*** Extracted material Section Begins ***

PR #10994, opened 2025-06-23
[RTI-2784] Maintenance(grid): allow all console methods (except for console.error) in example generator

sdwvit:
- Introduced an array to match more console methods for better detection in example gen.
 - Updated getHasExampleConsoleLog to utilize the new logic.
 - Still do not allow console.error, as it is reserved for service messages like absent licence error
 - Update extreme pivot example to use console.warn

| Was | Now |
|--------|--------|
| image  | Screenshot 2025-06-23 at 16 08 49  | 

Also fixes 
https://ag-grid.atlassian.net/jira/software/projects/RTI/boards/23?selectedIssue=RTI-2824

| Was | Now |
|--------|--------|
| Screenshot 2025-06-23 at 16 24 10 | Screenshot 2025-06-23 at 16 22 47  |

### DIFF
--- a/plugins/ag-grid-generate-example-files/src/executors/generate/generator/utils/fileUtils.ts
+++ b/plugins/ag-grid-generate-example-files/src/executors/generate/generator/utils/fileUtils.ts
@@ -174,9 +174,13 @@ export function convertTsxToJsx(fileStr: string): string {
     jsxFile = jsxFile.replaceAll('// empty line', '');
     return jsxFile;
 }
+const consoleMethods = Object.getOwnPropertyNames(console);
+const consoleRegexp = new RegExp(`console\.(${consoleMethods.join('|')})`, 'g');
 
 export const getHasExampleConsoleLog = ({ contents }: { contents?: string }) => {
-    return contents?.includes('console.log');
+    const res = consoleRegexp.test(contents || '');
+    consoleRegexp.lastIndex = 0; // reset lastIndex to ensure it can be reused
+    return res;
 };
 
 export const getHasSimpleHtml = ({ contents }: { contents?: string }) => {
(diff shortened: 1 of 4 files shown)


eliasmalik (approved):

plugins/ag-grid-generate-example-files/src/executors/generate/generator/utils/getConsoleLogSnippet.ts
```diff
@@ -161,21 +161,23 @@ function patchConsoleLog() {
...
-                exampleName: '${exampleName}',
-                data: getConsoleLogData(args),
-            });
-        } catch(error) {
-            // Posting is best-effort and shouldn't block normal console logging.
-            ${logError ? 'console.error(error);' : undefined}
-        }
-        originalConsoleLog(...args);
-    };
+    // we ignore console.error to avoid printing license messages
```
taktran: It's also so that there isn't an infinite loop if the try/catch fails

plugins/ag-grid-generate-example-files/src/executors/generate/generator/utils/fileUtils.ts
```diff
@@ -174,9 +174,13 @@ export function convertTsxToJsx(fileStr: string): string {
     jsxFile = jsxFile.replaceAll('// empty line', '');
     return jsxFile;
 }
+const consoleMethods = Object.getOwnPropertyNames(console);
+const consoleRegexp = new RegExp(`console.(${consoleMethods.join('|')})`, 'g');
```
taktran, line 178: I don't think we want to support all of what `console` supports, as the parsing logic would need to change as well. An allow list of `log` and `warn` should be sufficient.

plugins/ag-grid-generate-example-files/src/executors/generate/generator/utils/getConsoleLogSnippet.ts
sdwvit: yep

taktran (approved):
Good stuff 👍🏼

*** Extracted material Section Ends ***

__Task__. When you reply, retype each line exactly as it appears above.

__Response below__.
PR #10994, opened 2025-06-23
[RTI-2784] Maintenance(grid): allow all console methods (except for console.error) in example generator

sdwvit:
- Introduced an array to match more console methods for better detection in example gen.
 - Updated getHasExampleConsoleLog to utilize the new logic.
 - Still do not allow console.error, as it is reserved for service messages like absent licence error
 - Update extreme pivot example to use console.warn

| Was | Now |
|--------|--------|
| image  | Screenshot 2025-06-23 at 16 08 49  | 

Also fixes 
https://ag-grid.atlassian.net/jira/software/projects/RTI/boards/23?selectedIssue=RTI-2824

| Was | Now |
|--------|--------|
| Screenshot 2025-06-23 at 16 24 10 | Screenshot 2025-06-23 at 16 22 47  |

### DIFF
--- a/plugins/ag-grid-generate-example-files/src/executors/generate/generator/utils/fileUtils.ts
+++ b/plugins/ag-grid-generate-example-files/src/executors/generate/generator/utils/fileUtils.ts
@@ -174,9 +174,13 @@ export function convertTsxToJsx(fileStr: string): string {
     jsxFile = jsxFile.replaceAll('// empty line', '');
     return jsxFile;
 }
+const consoleMethods = Object.getOwnPropertyNames(console);
+const consoleRegexp = new RegExp(`console\.(${consoleMethods.join('|')})`, 'g');
 
 export const getHasExampleConsoleLog = ({ contents }: { contents?: string }) => {
-    return contents?.includes('console.log');
+    const res = consoleRegexp.test(contents || '');
+    consoleRegexp.lastIndex = 0; // reset lastIndex to ensure it can be reused
+    return res;
 };
 
 export const getHasSimpleHtml = ({ contents }: { contents?: string }) => {
(diff shortened: 1 of 4 files shown)


eliasmalik (approved):

plugins/ag-grid-generate-example-files/src/executors/generate/generator/utils/getConsoleLogSnippet.ts
```diff
@@ -161,21 +161,23 @@ function patchConsoleLog() {
...
-                exampleName: '${exampleName}',
-                data: getConsoleLogData(args),
-            });
-        } catch(error) {
-            // Posting is best-effort and shouldn't block normal console logging.
-            ${logError ? 'console.error(error);' : undefined}
-        }
-        originalConsoleLog(...args);
-    };
+    // we ignore console.error to avoid printing license messages
```
taktran: It's also so that there isn't an infinite loop if the try/catch fails

plugins/ag-grid-generate-example-files/src/executors/generate/generator/utils/fileUtils.ts
```diff
@@ -174,9 +174,13 @@ export function convertTsxToJsx(fileStr: string): string {
     jsxFile = jsxFile.replaceAll('// empty line', '');
     return jsxFile;
 }
+const consoleMethods = Object.getOwnPropertyNames(console);
+const consoleRegexp = new RegExp(`console.(${consoleMethods.join('|')})`, 'g');
```
taktran, line 178: I don't think we want to support all of what `console` supports, as the parsing logic would need to change as well. An allow list of `log` and `warn` should be sufficient.

plugins/ag-grid-generate-example-files/src/executors/generate/generator/utils/getConsoleLogSnippet.ts
sdwvit: yep

taktran (approved):
Good stuff 👍🏼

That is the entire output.